→ Exercise input
PR #296, opened 2019-05-13
add policy: disallow special character at beginning or end

pisys:
It's a common strategy for users to fulfill the "special char" requirement by just appending a special char to the password.

This policy prevents this by checking if there is exactly 1 special character used and if it is at the beginning or end.


coudot:
All seems fine, thanks for this pull request!

coudot:
Doc updated: https://ltb-project.org/documentation/self-service-password/1.4/config_ppolicy#characters

PR #298, opened 2019-05-14
Disambiguate user by mail

pisys:
When sending token: If `ldap_search` returns multiple entries for a given username (ie. `$ldap_login_attribute` is not unique), then check all users and their mail addresses for verifying user input.


coudot:
I am not surewe should implement this. There should not be duplicate user identifiers in the directory.

pisys:
Since it is allowed to set any `$ldap_filter`, this feature would be a direct consequence from that, I think. After all, the `mail` attribute is unique anyways.

Eg. in my case I want to enable users to initiate password reset even if they don't know their exact username (The did not pick the username themselves, instead it was generated automatically from their common name). So my `$ldap_filter` looks like `(cn=*{login}*)`.

Together with the mail address provided (which is unique) I can verify that user input is correct.

However, I now spotted another problem with `resetbytoken.php`. There the user is fetched from LDAP by the `login` value, which is stored in the session and equals to what the user entered in the input form. Here it is not possible to apply the same logic.

So I'd improve this pull request in this way: 

* Store all user data, which was fetched from LDAP in `sendtoken.php`, in the session.
* Retrieve user data from session in `resetbytoken.php` instead of fetching it from LDAP again. 
* Display the value of `$ldap_login_attribute` in the password change form.

Issue #44, opened 2016-10-21
Illegal passwords list


aurbjo:
It would be great to be able to specify a list of illegal passwords in the config file, or even illegal words in password.

r2evans:
(Caveat: I'm not a dev with LTB.) Are you talking about a simple blacklist? It sounds like you mean substring matches, meaning `!password123!` should fail, since either `password` or (at least) `password123` should not be a substring.

On a cursory search, there are API-based subscription services (such as https://www.passwordrbl.com). I think this is different than what you are suggesting (and considerably different to implement).

I assume you mean a "static" blacklist ("static" in that its updates are either manual (by the sysadmin) or manual/versioned (by the maintainers of LTB-SSP). There are several known lists (such as http://web.archive.org/web/20130605082350/http://www.isdpodcast.com:80/resources/62k-common-passwords/, among many), so finding a reliable and reasonable source should just take a little time to research. I don't have much experience looking for them, so that link is just an example; I can't speak to it.

Some discussion questions:
- [ ] should this be case-insensitive?
- [ ] should it look for (simple) `1337`-speak transliteration?
- [ ] what about looking for reversals? (`321wrodssap`)
- [ ] if substring matching is done, is there a point at which leading/trailing characters make it alright?
(difference between `aaPASSWORD123aa` and `&13as!&8sd@@PASSWORD123@@f7y*sd`)

Obviously the combinations of all this needs to be considered for performance: a great password-matching blacklist does nothing if it takes too long to process and the page times out.

I suggest a first cut on this would be literal string matching, with later extensions to include substrings (with padding limits) and reversals.

What do you think, @coudot, do you find utility in having a blacklist? (I am confident that a lot of my authenticating-users will curse at me for enabling this :-)

@aurbjo, if he likes the idea (and doesn't have a starting point), it might help if you found an acceptable starting point for the list. Think: freely distributed, possibly updated (not antiquated), small enough, and easily parsed (perhaps just a literal text file, one-per-line).

coudot:
Yes, we could indeed use a simple text file as a blacklist, this file could then be updated by any means outside SSP. We can provide a simple blacklist at installation.

r2evans:
As a thought, would it be a bit robust to use something like [cracklib](http://php.net/manual/en/intro.crack.php) for checking more than just a dictionary? It supports more than just blacklists, though I admit I don't know how to configure its various checks.

aurbjo:
[...]

PR #299, opened 2019-05-15
New policy: Forbidden words

pisys:
Depending on the context or domain, there may be words which are more likely to be used by users in their passwords. This policy prevents that passwords contain any of the strings defined in `$pwd_forbidden_words`.


coudot:
See issue #44 

There is a discussion on how implement this feature

But your PR can be a first step. The best would be to use a file containing forbidden words

PR #302, opened 2019-05-15
Override policy rules if password shorter than a certain value

pisys:
One may define weak policy rules for long passwords (encouraging passphrases) and override these weak rules by harder ones if the user wants to choose a shorter password.

See the example in the config file.

This change should be completely backwards compatible.


coudot:
Hello @pisys,

thanks for all contributions on the software. I will need some time to read the code and give some feedback.

Can I ask how you will use Self Service Password? It seems you need a lot of new features.

pisys:
I use it for an association's LDAP directory. There are a couple of services which depend on it. Self Service Password is a great piece of software for managing just everything around passwords!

→ Exercise details
Read the entries and show each line that mentions "first".

→ Solution to this exercise
I suggest a first cut on this would be literal string matching, with later extensions to include substrings (with padding limits) and reversals.
But your PR can be a first step. The best would be to use a file containing forbidden words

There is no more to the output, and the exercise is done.